By design, LSL is tightly bound to Second Life. It is not a general-purpose language you install and run locally, which is why no standalone Docker image or local toolchain is listed here. The OpenSimulator project — an independent, open-source virtual-world server — implements a largely compatible scripting dialect, but it is a separate ecosystem with its own runtime.
Why It Matters
Linden Scripting Language is a compelling example of a language shaped almost entirely by its runtime environment. Its event-and-state architecture, its sandboxed ll function library, its quaternion-aware type system, and even its original 16 KB memory budget all follow directly from the demands of executing untrusted, user-written code inside a shared, real-time, 3D world. LSL helped make Second Life one of the first mainstream spaces where ordinary people programmed a persistent virtual world rather than just inhabiting it — a notion that echoes through later user-scripted worlds and the broader “metaverse” conversation. As a domain-specific language, it stands as one of the most widely used and longest-lived scripting languages ever created for a virtual world.
Timeline
Notable Uses & Legacy
Second Life marketplace creators
Independent residents script furniture, vehicles, weapons, games, and gadgets for sale on the in-world and web marketplaces, sustaining a long-running user-driven virtual economy.

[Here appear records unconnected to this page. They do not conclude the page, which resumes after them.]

PR #47, opened 2020-11-11
43 too much anonymizing

absurdfarce:
┆Issue is synchronized with this [Asana task](https://app.asana.com/0/1198513180644180/1198683676223747) by [Unito](https://www.unito.io/learn-more)

### DIFF
--- a/schema-anonymizer/anonymizer.py
+++ b/schema-anonymizer/anonymizer.py
@@ -138,7 +138,10 @@ def get_name(original_name, prefix):
     """
     Looks up the anonymized name for the provided original name in the cache.
     If not present, one is created, inserted into the cache and returned.
+    If schema anonymization is not requested simply return the  originl name.
     """
+    if not anonymize:
+        return original_name
     count = len(name_map[prefix])
     anonymized_named_prefixed = "%s_%s" % (prefix, count)
     return name_map[prefix].setdefault(original_name, anonymized_named_prefixed)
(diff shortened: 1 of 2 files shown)


schema-anonymizer/anonymizer.py
```diff
@@ -273,6 +276,8 @@ def transform_if_not_exists(cql_string):
                     help='Replication factor to override original setting. Optional.')
 parser.add_argument('--format', metavar='cql', default='cql', choices=['cql', 'gemini'],
                     help='Output format for the schema. cql or gemini (json). Default is cql.')
+parser.add_argument('--no-anonymize', dest='anonymize', action='store_false', help='Disable anonymization functions')
```
absurdfarce, line 279: This argument was deliberately selected so that anonymizing of schemas is still the default process.  In order to preserve confidentiality of submitted schemas we should anonymize in all cases _except_ when a user has explicitly asked for this not to occur.

grighetto:
Verified the script in standalone manner and also as part of the workflow in GKE, works as expected. 👍 
If the `--no-anonymize` is not passed, it works as before.

Below is the output of the Gemini run that shows the names remain the same as given:

```
{
     "gemini_version": "1.7.3",
     "result": {
         "write_ops": 57687,
         "write_errors": 0,
         "read_ops": 1277,
         "read_errors": 0
     },
     "schema": {
         "keyspace": {
             "name": "testkeyspace",
             "replication": {
                 "class": "SimpleStrategy",
                 "replication_factor": "1"
             },
             "oracle_replication": {
                 "class": "SimpleStrategy",
                 "replication_factor": "1"
             }
         },
         "tables": [
             {
                 "name": "testtable",
                 "partition_keys": [
                     {
                         "name": "key",
                         "type": "text"
                     }
                 ],
                 "clustering_keys": [],
                 "columns": [
                     {
                         "name": "value",
                         "type": "text"
                     }
                 ],
                 "known_issues": null
             }
         ]
     }
 }
```

grighetto (approved):
+1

Avatar customization and fashion
Designers rely on LSL for animation overrides (AOs), resizer and texture-change menus, and HUDs (heads-up displays) that let wearers tune clothing, accessories, and mesh bodies.
Education and training environments
Universities and institutions have built interactive classrooms, role-play exercises, and data visualizations in Second Life, using LSL to make objects respond to learners.
Roleplay and combat communities
Combat meters, quest systems, and inventory mechanics across roleplay regions are implemented in LSL, with scripts handling damage, state, and region-wide messaging.
Interactive art and live venues
Builders script reactive installations, particle shows, and venue automation — lighting, seating, and tip jars — that respond to nearby avatars through LSL events.